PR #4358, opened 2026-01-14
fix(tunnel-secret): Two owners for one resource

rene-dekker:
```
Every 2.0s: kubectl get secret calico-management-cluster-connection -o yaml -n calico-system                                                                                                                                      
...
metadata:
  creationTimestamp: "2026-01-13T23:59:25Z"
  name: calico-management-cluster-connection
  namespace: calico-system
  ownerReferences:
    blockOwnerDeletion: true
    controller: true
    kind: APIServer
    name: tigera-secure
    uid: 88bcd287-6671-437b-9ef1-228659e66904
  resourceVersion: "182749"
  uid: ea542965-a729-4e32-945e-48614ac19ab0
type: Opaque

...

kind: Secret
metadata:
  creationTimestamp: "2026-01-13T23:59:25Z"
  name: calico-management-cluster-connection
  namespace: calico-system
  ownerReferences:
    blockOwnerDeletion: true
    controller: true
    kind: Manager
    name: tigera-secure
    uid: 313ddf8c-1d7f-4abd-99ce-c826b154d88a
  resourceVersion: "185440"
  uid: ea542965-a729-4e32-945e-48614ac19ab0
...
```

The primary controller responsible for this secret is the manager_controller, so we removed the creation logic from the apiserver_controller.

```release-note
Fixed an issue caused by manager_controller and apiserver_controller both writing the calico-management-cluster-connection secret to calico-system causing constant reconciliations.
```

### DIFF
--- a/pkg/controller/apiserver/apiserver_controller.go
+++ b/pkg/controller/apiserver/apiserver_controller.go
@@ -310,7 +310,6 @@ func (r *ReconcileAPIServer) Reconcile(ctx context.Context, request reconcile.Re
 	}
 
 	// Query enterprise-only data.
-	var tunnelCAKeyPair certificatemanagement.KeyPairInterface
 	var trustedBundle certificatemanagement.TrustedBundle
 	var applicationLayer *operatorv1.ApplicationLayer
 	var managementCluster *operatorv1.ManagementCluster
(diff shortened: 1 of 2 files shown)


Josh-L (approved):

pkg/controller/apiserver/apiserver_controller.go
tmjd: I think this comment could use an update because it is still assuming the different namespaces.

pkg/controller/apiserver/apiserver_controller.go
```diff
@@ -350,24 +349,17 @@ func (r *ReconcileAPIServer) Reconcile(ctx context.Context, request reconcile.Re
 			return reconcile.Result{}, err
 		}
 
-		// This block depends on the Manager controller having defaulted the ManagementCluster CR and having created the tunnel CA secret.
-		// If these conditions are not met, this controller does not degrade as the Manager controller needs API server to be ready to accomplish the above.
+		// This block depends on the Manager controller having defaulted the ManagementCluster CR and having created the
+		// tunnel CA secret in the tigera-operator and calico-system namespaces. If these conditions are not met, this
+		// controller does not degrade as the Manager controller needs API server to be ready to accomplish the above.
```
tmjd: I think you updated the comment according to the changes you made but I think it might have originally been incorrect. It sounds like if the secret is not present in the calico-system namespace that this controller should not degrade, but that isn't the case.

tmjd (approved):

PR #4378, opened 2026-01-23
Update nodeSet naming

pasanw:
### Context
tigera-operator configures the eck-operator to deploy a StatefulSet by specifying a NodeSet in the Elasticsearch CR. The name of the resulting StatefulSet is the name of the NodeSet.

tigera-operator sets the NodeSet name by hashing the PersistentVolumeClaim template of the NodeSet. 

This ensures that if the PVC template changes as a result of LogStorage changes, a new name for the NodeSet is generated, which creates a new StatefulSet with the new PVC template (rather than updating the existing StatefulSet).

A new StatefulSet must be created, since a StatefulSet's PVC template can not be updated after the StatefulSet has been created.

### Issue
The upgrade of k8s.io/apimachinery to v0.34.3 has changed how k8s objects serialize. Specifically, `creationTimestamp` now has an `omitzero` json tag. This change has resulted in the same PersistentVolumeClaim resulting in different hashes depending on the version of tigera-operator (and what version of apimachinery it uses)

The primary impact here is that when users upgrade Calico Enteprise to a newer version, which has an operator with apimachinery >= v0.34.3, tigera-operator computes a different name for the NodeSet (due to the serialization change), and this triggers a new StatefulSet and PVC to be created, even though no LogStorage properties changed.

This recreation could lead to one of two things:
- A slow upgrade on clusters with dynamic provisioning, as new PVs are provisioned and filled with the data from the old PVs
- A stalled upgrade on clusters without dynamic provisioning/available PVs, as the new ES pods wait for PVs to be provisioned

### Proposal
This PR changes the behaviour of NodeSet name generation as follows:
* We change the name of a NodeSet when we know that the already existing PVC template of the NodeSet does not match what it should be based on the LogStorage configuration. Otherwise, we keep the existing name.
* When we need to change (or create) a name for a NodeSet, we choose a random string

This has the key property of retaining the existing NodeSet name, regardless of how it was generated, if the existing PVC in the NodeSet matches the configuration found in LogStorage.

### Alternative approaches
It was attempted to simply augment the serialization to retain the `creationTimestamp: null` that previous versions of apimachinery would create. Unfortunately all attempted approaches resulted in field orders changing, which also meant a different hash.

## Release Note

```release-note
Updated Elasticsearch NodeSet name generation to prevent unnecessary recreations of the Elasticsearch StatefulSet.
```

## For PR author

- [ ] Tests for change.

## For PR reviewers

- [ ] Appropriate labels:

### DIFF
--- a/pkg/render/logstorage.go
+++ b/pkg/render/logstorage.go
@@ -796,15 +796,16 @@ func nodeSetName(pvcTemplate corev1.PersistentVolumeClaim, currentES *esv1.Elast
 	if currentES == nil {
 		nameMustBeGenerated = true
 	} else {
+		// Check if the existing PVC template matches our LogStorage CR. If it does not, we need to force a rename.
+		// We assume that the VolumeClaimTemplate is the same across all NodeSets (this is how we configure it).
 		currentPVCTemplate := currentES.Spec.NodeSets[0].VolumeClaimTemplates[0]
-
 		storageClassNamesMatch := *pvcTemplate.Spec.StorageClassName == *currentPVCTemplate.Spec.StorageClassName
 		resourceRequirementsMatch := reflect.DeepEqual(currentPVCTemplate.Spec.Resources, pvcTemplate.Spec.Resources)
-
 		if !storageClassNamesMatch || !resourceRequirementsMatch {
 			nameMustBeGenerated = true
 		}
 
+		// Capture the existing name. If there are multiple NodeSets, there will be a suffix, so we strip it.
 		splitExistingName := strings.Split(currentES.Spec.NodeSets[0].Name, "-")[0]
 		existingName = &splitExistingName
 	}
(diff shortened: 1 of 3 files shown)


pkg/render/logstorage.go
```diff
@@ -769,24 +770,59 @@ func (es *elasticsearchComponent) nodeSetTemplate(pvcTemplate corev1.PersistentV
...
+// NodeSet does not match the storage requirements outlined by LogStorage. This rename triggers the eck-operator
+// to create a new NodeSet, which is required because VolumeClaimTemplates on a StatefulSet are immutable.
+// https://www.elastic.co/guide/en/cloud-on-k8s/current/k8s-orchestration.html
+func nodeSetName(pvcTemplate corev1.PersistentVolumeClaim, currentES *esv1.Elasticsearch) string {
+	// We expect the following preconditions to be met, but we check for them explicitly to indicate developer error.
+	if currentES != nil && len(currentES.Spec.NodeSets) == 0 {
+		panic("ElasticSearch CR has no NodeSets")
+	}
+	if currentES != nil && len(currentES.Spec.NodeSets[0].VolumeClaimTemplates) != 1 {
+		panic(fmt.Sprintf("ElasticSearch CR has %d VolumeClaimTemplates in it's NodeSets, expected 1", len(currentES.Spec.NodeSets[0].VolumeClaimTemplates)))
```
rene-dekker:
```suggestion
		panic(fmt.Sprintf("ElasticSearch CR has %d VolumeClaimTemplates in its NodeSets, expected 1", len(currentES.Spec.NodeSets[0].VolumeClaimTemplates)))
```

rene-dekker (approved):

★ ★ ★

**Assigned task**
Your reply should hold every line from the data that contains "depends", copied in full.

**Finished exercise**
-		// This block depends on the Manager controller having defaulted the ManagementCluster CR and having created the tunnel CA secret.
+		// This block depends on the Manager controller having defaulted the ManagementCluster CR and having created the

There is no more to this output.